Print out all of the data below, keeping it identical to the original.

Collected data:

---+---

PR #1989, opened 2024-08-06
Adjust functional tests for bucket cors, to detect NotImplemented response via logError

marktheunissen:
This is needed to get https://github.com/minio/minio/pull/20220 working. 

Slight adjustment to the function call so that we can detect NotImplemented

### DIFF
--- a/functional_tests.go
+++ b/functional_tests.go
@@ -166,7 +166,7 @@ func logError(testName, function string, args map[string]interface{}, startTime 
 	}
 }
 
-// log failed test runs
+// Log failed test runs, do not call this directly, use logError instead, as that correctly stops the test run
 func logFailure(testName, function string, args map[string]interface{}, startTime time.Time, alert, message string, err error) {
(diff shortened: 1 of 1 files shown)


harshavardhana (approved):

marktheunissen:
Tests will fail until https://github.com/minio/minio/pull/20220 is merged and a release is made

marktheunissen:
I've pushed up a bigger change replacing all my calls to `logFailure` with `logError`. I mistakenly thought that calling `logFailure` would fail the CI job when running in CI, however it's not the case. The correct function to call is `logError` as that will panic and cause the CI job to fail.

The net result of this PR is that the CI jobs are currently failing for this PR, until https://github.com/minio/minio/pull/20220 is merged.

marktheunissen:
Tests are passing!

klauspost (approved):

harshavardhana (approved):

PR #1992, opened 2024-08-16
Fix tests

shtripat:
As per https://github.com/minio/minio/pull/20181 now AbortMultipartUpload call would remove uploadID entry from cache, so dont expect listing to return.


harshavardhana:
is this still needed? @shtripat

shtripat:
> is this still needed? @shtripat 

I don't think it's needed anymore. Closing.

PR #1996, opened 2024-09-02
Adjust testPresignedPostPolicy to ensure that GetObject returns the correct checksum. Add checksum headers to policy

marktheunissen:


functional_tests.go
```diff
@@ -5495,13 +5497,6 @@ func testPresignedPostPolicy() {
 		return
 	}
 
-	// Save the data
-	_, err = c.PutObject(context.Background(), bucketName, objectName, bytes.NewReader(buf), int64(len(buf)), minio.PutObjectOptions{ContentType: "binary/octet-stream"})
-	if err != nil {
-		logError(testName, function, args, startTime, "", "PutObject failed", err)
-		return
-	}
-
```
marktheunissen, line 5504: I think this is just a copy paste mistake, not sure why we were doing a PutObject here, as we are running the PostPolicy presigned request via the http client further down.

post-policy.go
```diff
@@ -302,11 +302,31 @@ func (p *PostPolicy) SetUserMetadata(key, value string) error {
...
 
 // SetChecksum sets the checksum of the request.
-func (p *PostPolicy) SetChecksum(c Checksum) {
+func (p *PostPolicy) SetChecksum(c Checksum) error {
 	if c.IsSet() {
 		p.formData[amzChecksumAlgo] = c.Type.String()
 		p.formData[c.Type.Key()] = c.Encoded()
+
+		// Needed for S3 compatibility. MinIO ignores the checksum keys in the policy.
+		// https://github.com/minio/minio/blob/RELEASE.2024-08-29T01-40-52Z/cmd/postpolicyform.go#L60-L65
```
marktheunissen, line 311: As the comment mentions, this is needed for S3 compat, but I really am not sure why we ignore these keys in the MinIO implementation.

klauspost: Probably just a missing implementation, or it may have added later. Doesn't really matter. Should be trivial to add.

klauspost: (also , I don't know if AWS added that, but adding trailing checksums in forms should also be doable)

klauspost, line 311: @jiuker You added this in https://github.com/minio/minio/pull/18074

I don't understand why these should be ignored, which seems like a bug.

marktheunissen: I spoke to Jiuker and he agrees it is a bug, so I will remove the ignores in a PR to minio/minio

marktheunissen:
FYI to myself: https://github.com/minio/minio/pull/18074#discussion_r1772687735

marktheunissen:
Converted to draft temporarily while I complete the MinIO side.

retry.go
```diff
@@ -45,7 +45,7 @@ var DefaultRetryCap = time.Second
 
 // newRetryTimer creates a timer with exponentially increasing
 // delays until the maximum retry attempts are reached.
-func (c *Client) newRetryTimer(ctx context.Context, maxRetry int, unit, cap time.Duration, jitter float64) <-chan int {
+func (c *Client) newRetryTimer(ctx context.Context, maxRetry int, unit, maxSleep time.Duration, jitter float64) <-chan int {
```
marktheunissen, line 48: linter: don't redefine `cap` function

post-policy.go
```diff
@@ -226,27 +226,44 @@ func (p *PostPolicy) SetContentDisposition(contentDisposition string) error {
...
+	if err := p.addNewPolicy(policyCond); err != nil {
+		return err
+	}
+	p.formData["Content-Encoding"] = contentEncoding
+	return nil
+}
+
 // SetContentLengthRange - Set new min and max content length
 // condition for all incoming uploads.
-func (p *PostPolicy) SetContentLengthRange(min, max int64) error {
```
marktheunissen, line 231: linter: don't redefine `max` and `min` functions

functional_tests.go
```diff
@@ -5689,50 +5688,22 @@ func testPresignedPostPolicy() {
...
 	policy := minio.NewPostPolicy()
-
-	if err := policy.SetBucket(""); err == nil {
```
marktheunissen, line 5701: I moved these negative tests into post-policy_test.go, and then added some more test cases in that file.

functional_tests.go
```diff
@@ -5840,9 +5811,206 @@ func testPresignedPostPolicy() {
...
-	want := checksum.Encoded()
-	if got := res.Header.Get("X-Amz-Checksum-Crc32c"); got != want {
-		logError(testName, function, args, startTime, "", fmt.Sprintf("Want checksum %q, got %q", want, got), nil)
+	wantChecksumCrc32c := checksum.Encoded()
+	if got := res.Header.Get("X-Amz-Checksum-Crc32c"); got != wantChecksumCrc32c {
+		logError(testName, function, args, startTime, "", fmt.Sprintf("Want checksum %q, got %q", wantChecksumCrc32c, got), nil)
+		return
+	}
+
+	// Ensure that when we subsequently GetObject, the checksum is returned
```
marktheunissen, line 5820: This was the original user request - to have the checksum value returned when doing a GetObject, after doing a Post Policy. That functionality was already merged in MinIO weeks ago so this just adds the test for it.

functional_tests.go
```diff
@@ -5641,9 +5643,6 @@ func testPresignedPostPolicy() {
 		"policy": "",
 	}
 
-	// Seed random based on current time.
-	rand.Seed(time.Now().Unix())
```
marktheunissen, line 5645: Deprecated, we can remove this call from every test, I might make a follow up PR to do the rest.

marktheunissen:
@klauspost ready for a re-review when you get a moment :)

harshavardhana (approved):

klauspost (approved):

PR #1999, opened 2024-09-12
Add header for lifecycle config expiry to ignore replication

poornas:


vadmeste (commented):
Isn't bucket replication configuration a better place where we put this config ?

poornas:
> Isn't bucket replication configuration a better place where we put this config ?

this setting is for ILM to expire unreplicated versions or not - it belongs here

constants.go
```diff
@@ -127,4 +127,7 @@ const (
 	minioTgtReplicationReady = "X-Minio-Replication-Ready"
 	// Header asks if delete marker replication request can be sent by source now.
 	isMinioTgtReplicationReady = "X-Minio-Check-Replication-Ready"
+
+	// Header indicating if ilm expiry ignores replication status
```
harshavardhana, line 131: what does it mean by ignoring replication status? can you explain

pkg/lifecycle/lifecycle.go
```diff
@@ -496,8 +496,9 @@ type Rule struct {
 
 // Configuration is a collection of Rule objects.
 type Configuration struct {
-	XMLName xml.Name `xml:"LifecycleConfiguration,omitempty" json:"-"`
-	Rules   []Rule   `xml:"Rule"`
+	XMLName                 xml.Name `xml:"LifecycleConfiguration,omitempty" json:"-"`
+	Rules                   []Rule   `xml:"Rule"`
+	ExpiryIgnoreReplication string   `xml:"-,omitempty" json:"-"`
```
harshavardhana, line 501: is this name appropriate - how does `mc` change look like it?

harshavardhana (changes requested):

---+---

ANSWER TO THIS TASK:
PR #1989, opened 2024-08-06
Adjust functional tests for bucket cors, to detect NotImplemented response via logError

marktheunissen:
This is needed to get https://github.com/minio/minio/pull/20220 working. 

Slight adjustment to the function call so that we can detect NotImplemented

### DIFF
--- a/functional_tests.go
+++ b/functional_tests.go
@@ -166,7 +166,7 @@ func logError(testName, function string, args map[string]interface{}, startTime 
 	}
 }
 
-// log failed test runs
+// Log failed test runs, do not call this directly, use logError instead, as that correctly stops the test run
 func logFailure(testName, function string, args map[string]interface{}, startTime time.Time, alert, message string, err error) {
(diff shortened: 1 of 1 files shown)


harshavardhana (approved):

marktheunissen:
Tests will fail until https://github.com/minio/minio/pull/20220 is merged and a release is made

marktheunissen:
I've pushed up a bigger change replacing all my calls to `logFailure` with `logError`. I mistakenly thought that calling `logFailure` would fail the CI job when running in CI, however it's not the case. The correct function to call is `logError` as that will panic and cause the CI job to fail.

The net result of this PR is that the CI jobs are currently failing for this PR, until https://github.com/minio/minio/pull/20220 is merged.

marktheunissen:
Tests are passing!

klauspost (approved):

harshavardhana (approved):

PR #1992, opened 2024-08-16
Fix tests

shtripat:
As per https://github.com/minio/minio/pull/20181 now AbortMultipartUpload call would remove uploadID entry from cache, so dont expect listing to return.


harshavardhana:
is this still needed? @shtripat

shtripat:
> is this still needed? @shtripat 

I don't think it's needed anymore. Closing.

PR #1996, opened 2024-09-02
Adjust testPresignedPostPolicy to ensure that GetObject returns the correct checksum. Add checksum headers to policy

marktheunissen:


functional_tests.go
```diff
@@ -5495,13 +5497,6 @@ func testPresignedPostPolicy() {
 		return
 	}
 
-	// Save the data
-	_, err = c.PutObject(context.Background(), bucketName, objectName, bytes.NewReader(buf), int64(len(buf)), minio.PutObjectOptions{ContentType: "binary/octet-stream"})
-	if err != nil {
-		logError(testName, function, args, startTime, "", "PutObject failed", err)
-		return
-	}
-
```
marktheunissen, line 5504: I think this is just a copy paste mistake, not sure why we were doing a PutObject here, as we are running the PostPolicy presigned request via the http client further down.

post-policy.go
```diff
@@ -302,11 +302,31 @@ func (p *PostPolicy) SetUserMetadata(key, value string) error {
...
 
 // SetChecksum sets the checksum of the request.
-func (p *PostPolicy) SetChecksum(c Checksum) {
+func (p *PostPolicy) SetChecksum(c Checksum) error {
 	if c.IsSet() {
 		p.formData[amzChecksumAlgo] = c.Type.String()
 		p.formData[c.Type.Key()] = c.Encoded()
+
+		// Needed for S3 compatibility. MinIO ignores the checksum keys in the policy.
+		// https://github.com/minio/minio/blob/RELEASE.2024-08-29T01-40-52Z/cmd/postpolicyform.go#L60-L65
```
marktheunissen, line 311: As the comment mentions, this is needed for S3 compat, but I really am not sure why we ignore these keys in the MinIO implementation.

klauspost: Probably just a missing implementation, or it may have added later. Doesn't really matter. Should be trivial to add.

klauspost: (also , I don't know if AWS added that, but adding trailing checksums in forms should also be doable)

klauspost, line 311: @jiuker You added this in https://github.com/minio/minio/pull/18074

I don't understand why these should be ignored, which seems like a bug.

marktheunissen: I spoke to Jiuker and he agrees it is a bug, so I will remove the ignores in a PR to minio/minio

marktheunissen:
FYI to myself: https://github.com/minio/minio/pull/18074#discussion_r1772687735

marktheunissen:
Converted to draft temporarily while I complete the MinIO side.

retry.go
```diff
@@ -45,7 +45,7 @@ var DefaultRetryCap = time.Second
 
 // newRetryTimer creates a timer with exponentially increasing
 // delays until the maximum retry attempts are reached.
-func (c *Client) newRetryTimer(ctx context.Context, maxRetry int, unit, cap time.Duration, jitter float64) <-chan int {
+func (c *Client) newRetryTimer(ctx context.Context, maxRetry int, unit, maxSleep time.Duration, jitter float64) <-chan int {
```
marktheunissen, line 48: linter: don't redefine `cap` function

post-policy.go
```diff
@@ -226,27 +226,44 @@ func (p *PostPolicy) SetContentDisposition(contentDisposition string) error {
...
+	if err := p.addNewPolicy(policyCond); err != nil {
+		return err
+	}
+	p.formData["Content-Encoding"] = contentEncoding
+	return nil
+}
+
 // SetContentLengthRange - Set new min and max content length
 // condition for all incoming uploads.
-func (p *PostPolicy) SetContentLengthRange(min, max int64) error {
```
marktheunissen, line 231: linter: don't redefine `max` and `min` functions

functional_tests.go
```diff
@@ -5689,50 +5688,22 @@ func testPresignedPostPolicy() {
...
 	policy := minio.NewPostPolicy()
-
-	if err := policy.SetBucket(""); err == nil {
```
marktheunissen, line 5701: I moved these negative tests into post-policy_test.go, and then added some more test cases in that file.

functional_tests.go
```diff
@@ -5840,9 +5811,206 @@ func testPresignedPostPolicy() {
...
-	want := checksum.Encoded()
-	if got := res.Header.Get("X-Amz-Checksum-Crc32c"); got != want {
-		logError(testName, function, args, startTime, "", fmt.Sprintf("Want checksum %q, got %q", want, got), nil)
+	wantChecksumCrc32c := checksum.Encoded()
+	if got := res.Header.Get("X-Amz-Checksum-Crc32c"); got != wantChecksumCrc32c {
+		logError(testName, function, args, startTime, "", fmt.Sprintf("Want checksum %q, got %q", wantChecksumCrc32c, got), nil)
+		return
+	}
+
+	// Ensure that when we subsequently GetObject, the checksum is returned
```
marktheunissen, line 5820: This was the original user request - to have the checksum value returned when doing a GetObject, after doing a Post Policy. That functionality was already merged in MinIO weeks ago so this just adds the test for it.

functional_tests.go
```diff
@@ -5641,9 +5643,6 @@ func testPresignedPostPolicy() {
 		"policy": "",
 	}
 
-	// Seed random based on current time.
-	rand.Seed(time.Now().Unix())
```
marktheunissen, line 5645: Deprecated, we can remove this call from every test, I might make a follow up PR to do the rest.

marktheunissen:
@klauspost ready for a re-review when you get a moment :)

harshavardhana (approved):

klauspost (approved):

PR #1999, opened 2024-09-12
Add header for lifecycle config expiry to ignore replication

poornas:


vadmeste (commented):
Isn't bucket replication configuration a better place where we put this config ?

poornas:
> Isn't bucket replication configuration a better place where we put this config ?

this setting is for ILM to expire unreplicated versions or not - it belongs here

constants.go
```diff
@@ -127,4 +127,7 @@ const (
 	minioTgtReplicationReady = "X-Minio-Replication-Ready"
 	// Header asks if delete marker replication request can be sent by source now.
 	isMinioTgtReplicationReady = "X-Minio-Check-Replication-Ready"
+
+	// Header indicating if ilm expiry ignores replication status
```
harshavardhana, line 131: what does it mean by ignoring replication status? can you explain

pkg/lifecycle/lifecycle.go
```diff
@@ -496,8 +496,9 @@ type Rule struct {
 
 // Configuration is a collection of Rule objects.
 type Configuration struct {
-	XMLName xml.Name `xml:"LifecycleConfiguration,omitempty" json:"-"`
-	Rules   []Rule   `xml:"Rule"`
+	XMLName                 xml.Name `xml:"LifecycleConfiguration,omitempty" json:"-"`
+	Rules                   []Rule   `xml:"Rule"`
+	ExpiryIgnoreReplication string   `xml:"-,omitempty" json:"-"`
```
harshavardhana, line 501: is this name appropriate - how does `mc` change look like it?

harshavardhana (changes requested):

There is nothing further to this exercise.